Give back only the lines in the records below from the one with "Enforce using bundler" to the one with "1. Install datadog", both inclusive, word for word.

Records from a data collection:

● ● ● ●

PR #3410, opened 2024-01-26
Enforce using bundler 2.3.26 for ruby 3.3 container

TonyCTHsu:
**What does this PR do?**

Currently, our appraisal lock files are bundled with `2.3.27` in Ruby 3.3 containers, however, our dev environment is using `2.3.26`. 

This change will make our automated Github action to use Bundler `2.3.26`


p-datadog:
This looks good to me.

marcotc (approved):

PR #3422, opened 2024-01-30
Put all docker-compose services on an internal network.

p-datadog:
**What does this PR do?**

Instead of exposing ports to the host via `port:`, expose them all only to the internal network and arrange for all services to be on this network.

**Motivation:**

This permits running docker-compose when the host machine also is running datadog-agent, mysql server, etc. The docker-compose services should now be completely isolated from the host services.

**Additional Notes:**

This PR should not change behavior for any operations performed inside docker. However, if any users run the docker-compose command and then access the component services from the host machine for some reason, this will no longer work.

Also, there may be cached docker state that could cause docker-compose to fail to start the environment if you already started it previously to applying this PR. I fixed this by either renaming the directory with the checked out dd-trace-rb tree (which creates a new namespace for the containers and also networks) or by `rm -rf`ing the entire `/var/lib/docker/*`.

**How to test the change?**

1. Install datadog agent or mysql server on the host machine and start them.
2. Run `docker-compose run --rm tracer-3.0 /bin/bash` 

**For Datadog employees:**

### DIFF
--- a/docker-compose.yml
+++ b/docker-compose.yml
@@ -1,4 +1,8 @@
 version: '3.2'
+
+networks:
+  dd-trace-rb:
+
 services:
   tracer-2.1:
     image: ghcr.io/datadog/dd-trace-rb/ruby:2.1.10-dd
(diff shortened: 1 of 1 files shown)


marcotc:
> This PR should not change behavior for any operations performed inside docker. However, if any users run the docker-compose command and then access the component services from the host machine for some reason, this will no longer work.

I depend on this for my workflow, I'll give this PR a try and see if I can still access docker-compose services (like elastic-search) from the host somehow.

ivoanjo:
Should we make a decision on this PR? E.g. either explicitly merge it or close it?

p-datadog:
I will close this for now since I don't actively need the proposed functionality at the moment.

● ● ● ●

Answer for this exercise:
Enforce using bundler 2.3.26 for ruby 3.3 container

TonyCTHsu:
**What does this PR do?**

Currently, our appraisal lock files are bundled with `2.3.27` in Ruby 3.3 containers, however, our dev environment is using `2.3.26`. 

This change will make our automated Github action to use Bundler `2.3.26`


p-datadog:
This looks good to me.

marcotc (approved):

PR #3422, opened 2024-01-30
Put all docker-compose services on an internal network.

p-datadog:
**What does this PR do?**

Instead of exposing ports to the host via `port:`, expose them all only to the internal network and arrange for all services to be on this network.

**Motivation:**

This permits running docker-compose when the host machine also is running datadog-agent, mysql server, etc. The docker-compose services should now be completely isolated from the host services.

**Additional Notes:**

This PR should not change behavior for any operations performed inside docker. However, if any users run the docker-compose command and then access the component services from the host machine for some reason, this will no longer work.

Also, there may be cached docker state that could cause docker-compose to fail to start the environment if you already started it previously to applying this PR. I fixed this by either renaming the directory with the checked out dd-trace-rb tree (which creates a new namespace for the containers and also networks) or by `rm -rf`ing the entire `/var/lib/docker/*`.

**How to test the change?**

1. Install datadog agent or mysql server on the host machine and start them.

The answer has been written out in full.